Black grey vs Divine White
Black grey is a RAL Classic color while Divine White comes from Sherwin-Williams. Hue-wise, Black grey belongs to the blue-grey family and Divine White to the beige-white family. At LRV 72 vs 6, Divine White will read as the brighter of the two — a 66-point gap that matters most in north-facing or low-light rooms. At ΔE 68.4, these are genuinely distinct colors — a strong contrast if used together, or a meaningful choice between two different directions. Below you'll find 2 real-room photo comparisons where both colors appear side by side, plus 5 simulated room previews.

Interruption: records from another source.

PR #805, opened 2026-04-13
Integrate prefetcher engine with zonal buckets

googlyrahman:
This PR integrates the prefetcher engine with Zonal Buckets to improve read throughput and introduces concurrency support for fetching data. To maximize performance and avoid Python's memory and concurrency bottlenecks, this PR also introduces a highly optimized DirectMemmoveBuffer and an MRDPool for managing connection states.

### Zero-Copy, GIL-Free Memory Management (DirectMemmoveBuffer)

Standard Python buffers (like `bytearray` or `io.BytesIO`) were GIL-bound in my experiments and require multiple memory copies. For example, if you want to assemble fifty 2MB chunks into a 100MB object using a `bytearray`, you must create a completely separate 100MB copy when finally retrieving the bytes object because the origin object where you filled the data was `bytesarray`. Furthermore, these standard I/O objects heavily acquire the Global Interpreter Lock (e.g., holding the GIL for 20s during 60s of high I/O).

To solve this, we introduced `DirectMemmoveBuffer`. It bypasses these limitations by utilizing `ctypes.memmove` to write data directly to pre-allocated memory off the main thread, effectively bypassing the GIL and eliminating the final copy overhead.

### Concurrency Support for Zonal Buckets

- Implemented `_concurrent_mrd_fetch`: A new method to handle downloading multiple data chunks concurrently ([ source](https://github.com/fsspec/gcsfs/pull/805/changes?content_ref=async+def+_concurrent_mrd_fetch+self+offset+length+concurrency+mrd_or_pool#diff-5beea29ea8c70df972e3b372a1fe2a9787fe6b10114756283f93d25e6c4d7438)).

Black grey vs Divine White in Real Spaces
2 real rooms side by side. Seeing Black grey and Divine White in actual rooms makes the difference concrete; browse the spaces below to get a feel for how each color lives on a wall.
Living Room
Living rooms test a color across a full range of conditions — morning sun, afternoon shade, and evening lamp light all shift how both of these read. Divine White returns significantly more light to the room — in a smaller or darker space, that difference in perceived brightness is hard to miss.
Kitchen Cabinets
On cabinetry, undertone and temperature become more pronounced against countertops and hardware. The LRV gap is large enough that Divine White will make the room feel meaningfully brighter than Black grey would.
Color Details
Black grey vs Divine White Simulated Comparison
5 simulated room previews — drag the slider on each to see Black grey on one side and Divine White on the other.
Digital color is approximate. These simulations are generated from the manufacturer's hex values and overlaid on grayscale room photos — your screen's calibration, brightness, and viewing angle all affect how they render. Before committing to either color, test physical samples in your own space under the light you actually live with.
More Black grey comparisons
See how Black grey stacks up against other well-photographed colors across different brands and tones.